=== Begin Enclosure ===
Issue #1931, opened 2021-06-04
feat: migrate to viper library for config manage


bzp2010:
# Feature request

## Please describe your feature

At present, the original yaml file is directly read and unmarshal mode is used for configuration management. If a new configuration item is added, multiple codes will be modified, and if the old configuration is changed, it will be incompatible.

## Describe the solution you'd like

Use `github.com/spf13/viper` to manage configurations. (It uses MIT license, we should be able to import it.)

It supports the use of yaml and JSON format configuration files, or configuration based on environment variables. At the same time, it can also provide etcd based configuration management function.

## Improvement Roadmap

1. First, only change `conf.go` to unmarshal the configuration file into the structure pointer by viper, which will not destroy the compatibility of the old program.

2. Then, use Viper to get the configuration file in the newly written code.

3. Finally, gradually modify the old code to read the configuration code.

PR #1932, opened 2021-06-04
feat: split cmd package code

bzp2010:

- [ ] Bugfix
- [ ] New feature provided
- [x] Improve performance
- [ ] Backport patches

The current program instructions are written in the same file in the CMD package, and the code structure is not clear. In this PR, I split the `managerapi.go` file.

A little bit of an update has been introduced. (`manager-api -v` and `manager-api version` to get version of Manager API)

**Changes**

1. split `managerapi.go` to multiple files in `cmd` packages
2. move `./cmd/manager/main.go` to `./main.go`
3. change github workflows and test script's golang source path
4. optimize imported libraries

**Related issues**

prechange #1931 

**Checklist:**


api/go.mod
```diff
@@ -1,13 +1,13 @@
 module github.com/apisix/manager-api
 
-go 1.13
+go 1.16
```
tokers, line 3: IMHO We should not change the lowest GO version, do you use any new features in Go/1.16?

api/cmd/root.go
```diff
@@ -42,30 +42,23 @@ import (
...
-	fmt.Fprintf(os.Stdout, "%-8s: %s\n", "Loglevel", conf.ErrorLogLevel)
-	fmt.Fprintf(os.Stdout, "%-8s: %s\n\n", "Logfile", conf.ErrorLogPath)
-}
-
-func printVersion() {
-	fmt.Fprintf(os.Stdout, "%-8s: %s\n", "Version", Version)
-	fmt.Fprintf(os.Stdout, "%-8s: %s\n", "GitHash", GitHash)
+var rootCmd = &cobra.Command{
+	Use:   "manager-api [flags]",
+	Short: "Apache APISIX Manager API",
```
tokers, line 50: We may don't need the RunE handler as we put all functions into a bunch of subcommands.

api/go.mod
bzp2010: This is an unexpected change. Maybe due to some functions of IDE, I will change it back.

api/cmd/root.go
bzp2010: This part completely refers to the code segment of the original root command and has not been modified. Should I delete it?

iamayushdas (approved):

api/cmd/root.go
bzp2010: @tokers 
Here I create a new `serve` command. It allows us to run the Manager API directly from the command line, rather than in the form of system services. This is similar to the original root command.
The `RunE` part of the root command has been removed.

bzp2010:
### Change progress
- [x] split `managerapi.go` to multiple files in `cmd` packages
- [x] move `./cmd/manager/main.go` to `./main.go`
- [x] change github workflows and test script's golang source path
- [x] optimize imported libraries

### About root command's `RunE` (Indicated by the review of @tokers)
Due to various tests, the deployment script still relies on the `RunE` code in the root command. I restored some of the changes, such as the added `serve` command. For the following reasons.

> When I read some of the command code introduced by the previous PR, I realized that when we introduce a new command, we should design it carefully. Such as the built-in daemon code, it uses some syscalls and destroys the compatibility of the operating system.
> 
> (When using Windows, we cannot use `syscall.Kill`. Although we may not use Windows in the deployment environment, we still need to ensure the operating system compatibility provided by golang as much as possible.)
>
> By the way, I think it's necessary to use `systemd` or `supervisor` to implement operating system daemons instead of built-in command, which brings unnecessary complexity.

### Final things
Currently, only a few updates have been made to PR, and no incompatible updates have been introduced.

membphis:
ping @nic-chen

api/cmd/remove.go
```diff
@@ -0,0 +1,38 @@
...
+	Short: "remove Apache APISIX Dashboard service",
+	RunE: func(cmd *cobra.Command, args []string) error {
+		serviceState.removeService = true
+		status, err := service.manageService()
+		fmt.Println(status)
+		return err
+	},
+}
+
+func init() {
```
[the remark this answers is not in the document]
bzp2010: @nic-chen fixed

nic-chen (approved):

tokers (approved):

starsz (approved):

PR #1946, opened 2021-06-21
refactor: migrate to viper configure manage

bzp2010:
Please answer these questions before submitting a pull request, **or your PR will get closed**.

**Why submit this pull request?**

- [ ] Bugfix
- [ ] New feature provided
- [x] Improve performance
- [ ] Backport patches

**What changes will this PR take into?**

The configuration management is implemented by `viper` library instead of reading yaml file directly.
It will provide support for YAML, JSON, TOML and other configuration file formats, and even remote loading through etcd, which will be controlled by `-c` or `--config` parameters.

And no incompatible updates introduced.

**Related issues**

part of #1931

**Checklist:**

- [x] Did you explain what problem does this PR solve? Or what new features have been added?
- [x] Have you added corresponding test cases?
- [x] Have you modified the corresponding document?
- [x] Is this PR backward compatible? If it is not backward compatible, please discuss on the mailing list first

PR #1947, opened 2021-06-22
fix: logger on Windows

bzp2010:

- [x] Bugfix
- [ ] New feature provided
- [ ] Improve performance
- [ ] Backport patches

The following errors will appear when the current Manager API is running on windows.

> `panic: couldn't open sink "C:\\apisix-dashboard\\api\\logs\\error.log": no sink found for scheme "c"`

`uber-go/zap` can't directly handle the windows path starting with, for example, `C:\`. This PR adds a new scheme processor, which supports accessing log files on Windows system by using `winfile:///C:\`. At the same time, the program will automatically add `winfile` when generating the absolute path on Windows.

**Checklist:**


iamayushdas (approved):

juzhiyuan (approved):

nic-chen (approved):
Please test manually to confirm that there is no problem, since CI does not support Windows currently.

bzp2010:
@nic-chen 
> Please test manually to confirm that there is no problem, since CI does not support Windows currently.

I found that when I remove the code in `conf.go` to get the absolute path of the file, I can directly use the relative path to write the log on windows.

But in order to be compatible with the file path printed in `printInfo`, I added some compromise code, such as `ErrorLogPathAbs`. At the same time, I will refactor the configuration module in another PR (#1946) to solve these problems.

api/internal/conf/conf.go
```diff
@@ -191,22 +192,35 @@ func setConf() {
...
-
-		// access log
-		if config.Conf.Log.AccessLog.FilePath != "" {
-			AccessLogPath = config.Conf.Log.AccessLog.FilePath
+			if runtime.GOOS == "windows" {
+				ErrorLogPath = `winfile:///` + ErrorLogPath
+			}
 		}
 		if !filepath.IsAbs(AccessLogPath) {
+			if strings.HasPrefix(AccessLogPath, "winfile") {
```
tokers, line 214: AFAIK the go package `path` handles the windows path normally. Why just use functions provided by it? Like `path.Abs`.

bzp2010: - First of all, the function of getting the absolute path of a file is the original code, and I don't fully understand why I do it.
After my test, I found if I don't get the absolute path here, I can't test it pass on Linux. But using relative path can work normally on Windows.

- The purpose of detecting winfile prefix here is to define absolute path on Windows system in `conf.yaml`. `uber-go/zap` cannot handle paths that start with Windows drive letters such as `C:\`.

tokers (approved):

PR #1956, opened 2021-06-26
refactor: server manager

bzp2010:

- [ ] Bugfix
- [ ] New feature provided
- [x] Improve performance
- [ ] Backport patches

Refactoring the management code of Manager API to help to initialize, start and stop. Reduce redundant code and improve readability.

I created a new `server` module in `internal/core`. 
It will help run according to the process of `NewServer()`->`server.init()`->`Start()`->`Stop()`.
It covers the functions of initializing etcd client, initializing store, initializing route and starting HTTP server.

**Checklist:**

### DIFF
--- a/api/internal/core/server/server.go
+++ b/api/internal/core/server/server.go
@@ -44,29 +44,29 @@ func NewServer(options *Options) (*server, error) {
 	return &server{options: options}, nil
 }
 
-func (s *server) Start() error {
+func (s *server) Start(errSig chan error) {
 	// initialize server
 	err := s.init()
 	if err != nil {
-		return err
+		errSig <- err
+		return
 	}
 
 	// write daemon pid file
 	err = s.writePID()
 	if err != nil {
-		return err
+		errSig <- err
+		return
 	}
 
 	// print server info to stdout
 	s.printInfo()
 
-	// For internal error handling across multiple goroutines.
-	errSig := make(chan error, 1)
-
 	// start HTTP server
 	log.Infof("The Manager API is listening on %s", s.server.Addr)
 	go func() {
-		if err := s.server.ListenAndServe(); err != nil && err != http.ErrServerClosed {
+		err := s.server.ListenAndServe()
+		if err != nil && err != http.ErrServerClosed {
 			log.Errorf("listen and serv fail: %s", err)
 			errSig <- err
 		}
@@ -81,14 +81,6 @@ func (s *server) Start() error {
 				errSig <- err
 			}
 		}()
-	}
-
-	// handle HTTP(s) server error
-	select {
-	case err := <-errSig:
-		return err
-	default:
-		return nil
 	}
 }
 
--- a/api/internal/core/server/server.go
+++ b/api/internal/core/server/server.go
@@ -1,0 +1,152 @@
+/*
+ * Licensed to the Apache Software Foundation (ASF) under one or more
+ * contributor license agreements.  See the NOTICE file distributed with
+ * this work for additional information regarding copyright ownership.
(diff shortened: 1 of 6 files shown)


iamayushdas (approved):

api/internal/core/server/server.go
```diff
@@ -0,0 +1,152 @@
...
+			if err != nil && err != http.ErrServerClosed {
+				log.Errorf("listen and serve for HTTPS failed: %s", err)
+				errSig <- err
+			}
+		}()
+	}
+
+	// handle HTTP(s) server error
+	select {
+	case err := <-errSig:
```
tokers, line 88: Frankly, the way to detect whether these servers were started is not reliable, as it depends on the behavior the go runtime, like the scheduler. These two goroutines might not get the change to run when the `select` statement is run.

api/internal/core/server/server.go
```diff
@@ -0,0 +1,152 @@
...
+
+func (s *server) init() error {
+	log.Info("Initialize Manager API store")
+	err := s.setupStore()
+	if err != nil {
+		return err
+	}
+
+	log.Info("Initialize Manager API server")
+	s.setupHTTPServer()
```
tokers, line 110: Only setup the HTTP server is enough?

bzp2010: In fact, it initializes routes, HTTP(s) server and any other content related to HTTP API. I don't have a better idea of naming it.
Do you have any suggestions?

tokers: Then the name is confusing, what about just `s.setupServers`?

bzp2010: emmm, If it's `s.setupServers`, it looks like it's initializing the entire `Manager API server`.

api/internal/core/server/server.go
bzp2010: Please forgive me for not knowing the relevant content of go runtime. Can you talk more deeply or have related document content?
I search about some related questions, and the solution given is just like what these codes do now.

> https://stackoverflow.com/questions/26090301/run-both-http-and-https-in-same-program/29468115

tokers: Just like I said:

> These two goroutines might not get the change to run when the select statement is run.

And since the `select` statement is non-block, the select run happens before the two servers try to send error message (if errors really occurred).

starsz: Yes, here we can't get err absolutely even if the error occurs.
Maybe we can return a channel in this function.

api/internal/core/server/server.go
tokers: Or set up API.

api/internal/core/server/server.go
bzp2010: Yes, I understand the problems here.

Therefore, I try to change the `default case` to a 5 seconds timer. The listen operation of most devices should be completed within 5 seconds, so the current select will block start for 5 seconds, but it will not affect the HTTP server in goroutine. If the error of `Listen` does not return within 5 seconds, it is considered that no error has occurred and the timer returns `nil` error.

api/internal/core/server/server.go
bzp2010: I think it's good

api/internal/core/server/server.go
bzp2010: **Update:** Yes, I have modified it in this way.

starsz (approved):

nic-chen (approved):

bzp2010:
Hi, @tokers 
If you have free time, can you review it? I have fixed the previous problems. 
Thanks!

tokers (approved):

Issue #1900, opened 2021-05-16
Enable Husky to check in pre-commit


juzhiyuan:
It would be great to have a checker here:
1. We could enable Husky to check pre-commit;
2. When changed files contain local cache paths, like `@/.umi/xx`, just throw errors.

_Originally posted by @juzhiyuan in https://github.com/apache/apisix-dashboard/issues/1899#issuecomment-841829529_

liuxiran:
closed with #1957

PR #1957, opened 2021-06-26
feat: added husky for pre-commit

### LINKED ISSUE #1746: support pre-commit
# Feature request

Hi, I noticed that there have something that could be automatically done before committing:

- [ ] Auto prettier;
- [ ] Auto check commit message;

I would prefer using [husky](https://www.npmjs.com/package/husky) to do this.

## Additional context

Due to we put files under the `web` folder (non-root), husky doesn't support this way months ago, please check if it supports it now.

iamayushdas:

- [x] auto prettier
- [ ] auto-check commit message

- [ ] Bugfix
- [x] New feature provided
- [x] Improve performance
- [ ] Backport patches

Added auto prettier via husky 

**Related issues**

fix/resolve #1746 #1900 

**Checklist:**


web/src/global.tsx
```diff
@@ -25,8 +25,8 @@ import defaultSettings from '../config/defaultSettings';
 
 // see https://github.com/suren-atoyan/monaco-react/issues/168
 loader.config({ paths: { vs: '/monaco-editor/min/vs' } });
-if (getLocale() === 'zh-CN'){
-  loader.config({ "vs/nls": { availableLanguages: { "*": 'zh-cn' } } });
+if (getLocale() === 'zh-CN') {
```
iamayushdas, line 28: staged this file to check the husky

iamayushdas:
cc @juzhiyuan @guoqqqi @liuxiran

juzhiyuan:
Hi, I just checked this PR, and your solution is creating a Husky under the root folder, actually, we only want to format the `web/` folder 🤔 

Do we have some reference or examples using this way?

iamayushdas:
> Hi, I just checked this PR, and your solution is creating a Husky under the root folder, actually, we only want to format the `web/` folder 🤔 
> 
> 
> 
> Do we have some reference or examples using this way?

https://typicode.github.io/husky/#/?id=custom-directory

juzhiyuan:
that's fine, but this PR put package.json under the root folder, right?

I think it should be at the `web` folder just like this example:

https://typicode.github.io/husky/#/?id=custom-directory

```json
// package.json
{
  "scripts": {
    "prepare": "cd .. && husky install front/.husky"
  }
}
```

juzhiyuan:
image

iamayushdas:
If we install something in some package (eg: husky) it will create the package.json, and also IMO that package.json with script consisting in it is the same package.json that will produce while installing husky

iamayushdas:
Okay okay, i guess i understood you now, i am working on it as you want

iamayushdas:
cc @juzhiyuan check it again please

juzhiyuan (approved):

juzhiyuan:
cc @bzp2010 @liuxiran @LiteSun

guoqqqi (approved):

liuxiran:
I tried in my local env, and found that when I tried to commit a `js` file e.g. cypress test files or `.eslintrc.js`, an error will occur:

image

That is because we did not put these js files into `tsconfig.json` include list, or we can also choose to ignore them

I suggest to put `cypress` into include list, as for other config files like `.eslintrc.js`, we can put them into `.eslintignore` file

what do you think?

cc @juzhiyuan @guoqqqi @iamayushdas @LiteSun

iamayushdas:
I agree @liuxiran , it is important for tests, thanks for review

LiteSun:
Agree to put cypress into include list.

iamayushdas:
@liuxiran @LiteSun check once again, is it fine now?

iamayushdas:
search_ route.spec.js test is failing

guoqqqi:
I think we should add some assertions to these open drawer tests to make them as stable as possible.

web/.eslintignore
```diff
@@ -1,4 +1,5 @@
 /lambda/
 /scripts
 /config
-.history
\ No newline at end of file
+.history
+.eslintrc.js
```
liuxiran, line 5: empty line

liuxiran:
image

we can try to import `uuid` which is already one of our dependencies to  generate the `uid` for the file

iamayushdas:
cc 

> image
> 
> we can try to import `uuid` which is already one of our dependencies to generate the `uid` for the file

we can add this in later PR, is that cool for you

iamayushdas:
cc @juzhiyuan @liuxiran @LiteSun @guoqqqi need you review again and lets get this feature merged,

liuxiran:
> we can add this in later PR, is that cool for you

👏  so cool ~, that's a deal

liuxiran (approved):

juzhiyuan (approved):

iamayushdas:
@nic-chen can i have your review here

web/src/constants.ts
```diff
@@ -28,6 +28,7 @@ export const codeMessage = {
   422: '当创建一个对象时，发生一个验证错误。',
   500: '服务器发生错误，请检查服务器。',
   502: '网关错误。',
+
```
nic-chen, line 31: why change this?

iamayushdas: From that i was just testing husky, it will not harm any code

nic-chen: Yes, but please don't make unnecessary changes.

iamayushdas:
cc @LiteSun

LiteSun (approved):

PR #2002, opened 2021-07-25
feat(plugin): allowing  basic-auth to dynamically adapt to the BE rules

### LINKED ISSUE #1588: Optimize front-end validation of fields
## The current front-end approach
To create a route for example, the front-end will be regular [1] check for certain fields, such as name field, if the regular condition is not met, the front-end page will report an error and block the user's next operation.

image

## The disadvantages of the current approach
The current front-end can meet the verification requirements. However, when the back-end changes the verification rules, the front-end has to passively and manually update the verification rules for the corresponding fields. If the back-end does not notify the front-end in time or misses some fields, then the synchronization of the front-end and back-end verification will be a problem, affecting the user's use.

## Improvement measures
After communicating with @membphis , using jsonschema validation would be a good choice.
The front-end calls the API to get the jsonschema of the corresponding module and then maps the corresponding jsonschema rules to the corresponding field checks on the front-end. Do this when the back-end update the validation rules, the front-end can automatically synchronize the latest validation rules, reducing unnecessary development time of the front-end.

[1] regular expressions provided by the back-end, and then manually added by the front-end developers to the corresponding form form for the field validation

cc @juzhiyuan @liuxiran @guoqqqi

wmdmomo:

- [ ] Bugfix
- [ ] New feature provided
- [x] Improve performance
- [ ] Backport patches

The PR will change the plugin under plugin/UI (basic-auth), allowing basic-auth to dynamically adapt to the back-end json rules.

**Related issues**

fix/resolve #1588 

**Checklist:**


web/src/components/Plugin/UI/basic-auth.tsx
```diff
@@ -20,6 +20,7 @@ import { Form, Input } from 'antd';
 
 type Props = {
   form: FormInstance;
+  schema: Record<string, any> | undefined;
```
juzhiyuan, line 23: Hi, @wmdmomo I couldn't find out where this field is used, could you please have a better description?

wmdmomo: Because for the plug-in basic-auth, its back-end jsonschema is not specifically used, so here is just passing parameters.

liuxiran:
hi @wmdmomo please fix conflict files when you have time, thanks

web/src/components/Plugin/UI/plugin.tsx
```diff
@@ -55,7 +62,11 @@ export const PluginForm: React.FC<Props> = ({ name, schema, renderForm, form })
     case 'api-breaker':
       return <ApiBreaker form={form} />;
     case 'basic-auth':
+<<<<<<< HEAD
```
juzhiyuan: Please remove those lines

wmdmomo: I have removed those.

web/src/components/Plugin/UI/basic-auth.tsx
liuxiran: Hi @WillemJiang , sorry for taking so long to reply.
In fact there are two schema for `basic-auth` plugin, one is the `schema` as you pointed in the Screenshot, this is used for `Route` or `Service`. The other is the `consumer_schema`, this is for `Consumer`. 

image

`basic-auth` form UI is used for `Consumer`, so please use the `consumer_schema`.

wmdmomo: @liuxiran Thank you for your reminder. I have modified it. When the plugin is basic-auth, pass it as the value of consumer_schema.

liuxiran: nice, and then @wmdmomo  can try to dynamically adapt to the required props. which  the only rule for `basic-auth` plugin

wmdmomo: @liuxiran  Sorry for taking so long to reply. I have now verified the required items of the basic-auth plugin.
=== End Enclosure ===
Exercise brief: Write out, exactly and with nothing else, the lines of the listing above from its first line through the line with "to import it.)".

Response box:
Issue #1931, opened 2021-06-04
feat: migrate to viper library for config manage


bzp2010:
# Feature request

## Please describe your feature

At present, the original yaml file is directly read and unmarshal mode is used for configuration management. If a new configuration item is added, multiple codes will be modified, and if the old configuration is changed, it will be incompatible.

## Describe the solution you'd like

Use `github.com/spf13/viper` to manage configurations. (It uses MIT license, we should be able to import it.)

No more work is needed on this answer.